[Raw data Boundary: Start]
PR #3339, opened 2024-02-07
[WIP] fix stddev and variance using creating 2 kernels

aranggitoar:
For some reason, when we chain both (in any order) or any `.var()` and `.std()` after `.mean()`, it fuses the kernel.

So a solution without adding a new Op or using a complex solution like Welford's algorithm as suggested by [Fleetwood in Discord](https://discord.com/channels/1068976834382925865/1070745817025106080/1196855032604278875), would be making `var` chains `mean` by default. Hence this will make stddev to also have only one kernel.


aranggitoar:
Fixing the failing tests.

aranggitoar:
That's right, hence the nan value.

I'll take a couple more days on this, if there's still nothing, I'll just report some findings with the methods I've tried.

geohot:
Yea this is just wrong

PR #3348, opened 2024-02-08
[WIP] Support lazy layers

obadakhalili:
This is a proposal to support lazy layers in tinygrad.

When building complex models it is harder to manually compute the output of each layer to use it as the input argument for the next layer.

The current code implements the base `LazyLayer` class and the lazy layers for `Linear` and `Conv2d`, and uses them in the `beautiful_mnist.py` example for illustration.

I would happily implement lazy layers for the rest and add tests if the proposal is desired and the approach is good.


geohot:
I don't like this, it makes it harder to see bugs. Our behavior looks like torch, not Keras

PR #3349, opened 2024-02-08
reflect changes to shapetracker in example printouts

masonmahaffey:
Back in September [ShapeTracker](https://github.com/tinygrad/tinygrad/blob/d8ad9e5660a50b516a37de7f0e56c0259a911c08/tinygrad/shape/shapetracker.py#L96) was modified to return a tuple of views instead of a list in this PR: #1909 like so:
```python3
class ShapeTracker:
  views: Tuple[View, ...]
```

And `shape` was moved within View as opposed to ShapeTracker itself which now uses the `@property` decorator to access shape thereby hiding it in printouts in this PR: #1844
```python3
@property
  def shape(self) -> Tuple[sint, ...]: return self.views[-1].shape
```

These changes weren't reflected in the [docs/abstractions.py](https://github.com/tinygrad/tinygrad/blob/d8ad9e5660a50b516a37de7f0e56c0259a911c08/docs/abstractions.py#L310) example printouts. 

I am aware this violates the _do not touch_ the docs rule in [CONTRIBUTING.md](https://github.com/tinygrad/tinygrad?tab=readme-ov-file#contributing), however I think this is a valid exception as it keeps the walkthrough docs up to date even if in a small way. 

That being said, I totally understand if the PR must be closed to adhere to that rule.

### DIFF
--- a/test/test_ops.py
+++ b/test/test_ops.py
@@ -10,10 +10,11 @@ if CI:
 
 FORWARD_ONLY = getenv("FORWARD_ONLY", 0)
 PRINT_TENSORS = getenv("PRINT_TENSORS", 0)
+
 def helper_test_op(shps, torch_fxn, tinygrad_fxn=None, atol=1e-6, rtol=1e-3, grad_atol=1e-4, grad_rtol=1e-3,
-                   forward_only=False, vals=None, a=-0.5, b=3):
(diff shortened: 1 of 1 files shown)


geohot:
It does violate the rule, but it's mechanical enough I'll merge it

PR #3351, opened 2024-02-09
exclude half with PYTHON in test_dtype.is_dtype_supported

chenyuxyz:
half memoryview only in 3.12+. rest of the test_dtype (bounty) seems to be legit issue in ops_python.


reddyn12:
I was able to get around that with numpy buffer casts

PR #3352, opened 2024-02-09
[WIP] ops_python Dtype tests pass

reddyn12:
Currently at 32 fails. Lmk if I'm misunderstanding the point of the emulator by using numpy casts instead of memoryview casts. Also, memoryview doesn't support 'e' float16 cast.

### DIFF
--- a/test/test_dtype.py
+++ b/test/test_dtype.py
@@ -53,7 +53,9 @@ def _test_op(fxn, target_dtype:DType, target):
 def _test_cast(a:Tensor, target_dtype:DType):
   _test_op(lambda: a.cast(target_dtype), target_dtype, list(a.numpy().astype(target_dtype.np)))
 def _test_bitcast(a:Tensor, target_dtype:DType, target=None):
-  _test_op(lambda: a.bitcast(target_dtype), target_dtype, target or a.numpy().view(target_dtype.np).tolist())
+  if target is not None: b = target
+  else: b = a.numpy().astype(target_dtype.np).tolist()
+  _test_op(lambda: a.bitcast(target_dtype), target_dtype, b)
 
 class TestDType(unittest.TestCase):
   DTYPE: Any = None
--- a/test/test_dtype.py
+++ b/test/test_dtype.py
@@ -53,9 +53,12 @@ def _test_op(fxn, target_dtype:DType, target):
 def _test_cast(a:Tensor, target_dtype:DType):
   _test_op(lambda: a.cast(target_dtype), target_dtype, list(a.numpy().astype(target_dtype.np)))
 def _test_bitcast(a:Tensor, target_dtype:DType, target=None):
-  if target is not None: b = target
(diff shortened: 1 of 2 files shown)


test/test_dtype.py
[Raw data Boundary: End]
[Raw data Boundary: Start]
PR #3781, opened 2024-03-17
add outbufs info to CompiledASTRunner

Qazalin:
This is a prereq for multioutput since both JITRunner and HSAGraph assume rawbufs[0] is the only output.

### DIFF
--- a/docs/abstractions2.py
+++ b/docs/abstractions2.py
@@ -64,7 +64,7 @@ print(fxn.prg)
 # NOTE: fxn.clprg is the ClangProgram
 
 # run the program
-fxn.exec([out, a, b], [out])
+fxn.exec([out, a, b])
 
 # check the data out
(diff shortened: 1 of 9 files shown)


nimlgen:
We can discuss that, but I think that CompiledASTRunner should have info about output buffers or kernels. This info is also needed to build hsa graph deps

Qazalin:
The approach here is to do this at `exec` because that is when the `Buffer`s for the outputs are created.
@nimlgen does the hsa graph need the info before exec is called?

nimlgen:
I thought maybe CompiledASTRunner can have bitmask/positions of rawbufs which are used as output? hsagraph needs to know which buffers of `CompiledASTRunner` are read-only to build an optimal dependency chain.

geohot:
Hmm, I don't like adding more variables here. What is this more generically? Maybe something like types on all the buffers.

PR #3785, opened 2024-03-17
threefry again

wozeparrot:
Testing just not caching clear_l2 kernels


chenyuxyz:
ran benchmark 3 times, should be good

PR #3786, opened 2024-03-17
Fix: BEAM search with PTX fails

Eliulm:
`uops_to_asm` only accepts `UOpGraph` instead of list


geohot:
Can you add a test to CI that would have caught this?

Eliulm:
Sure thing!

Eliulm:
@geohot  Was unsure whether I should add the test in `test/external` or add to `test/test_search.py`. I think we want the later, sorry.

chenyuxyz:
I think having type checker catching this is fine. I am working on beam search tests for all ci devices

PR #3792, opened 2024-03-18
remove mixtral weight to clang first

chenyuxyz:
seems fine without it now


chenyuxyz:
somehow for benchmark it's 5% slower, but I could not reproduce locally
[Raw data Boundary: End]
→ **Work order**
An exact copy of the lines above, from the one containing "PR #3339, opened 2024-02-07" through the one containing "This is a proposal", is the whole of the answer.

→ **Exercise output**
PR #3339, opened 2024-02-07
[WIP] fix stddev and variance using creating 2 kernels

aranggitoar:
For some reason, when we chain both (in any order) or any `.var()` and `.std()` after `.mean()`, it fuses the kernel.

So a solution without adding a new Op or using a complex solution like Welford's algorithm as suggested by [Fleetwood in Discord](https://discord.com/channels/1068976834382925865/1070745817025106080/1196855032604278875), would be making `var` chains `mean` by default. Hence this will make stddev to also have only one kernel.


aranggitoar:
Fixing the failing tests.

aranggitoar:
That's right, hence the nan value.

I'll take a couple more days on this, if there's still nothing, I'll just report some findings with the methods I've tried.

geohot:
Yea this is just wrong

PR #3348, opened 2024-02-08
[WIP] Support lazy layers

obadakhalili:
This is a proposal to support lazy layers in tinygrad.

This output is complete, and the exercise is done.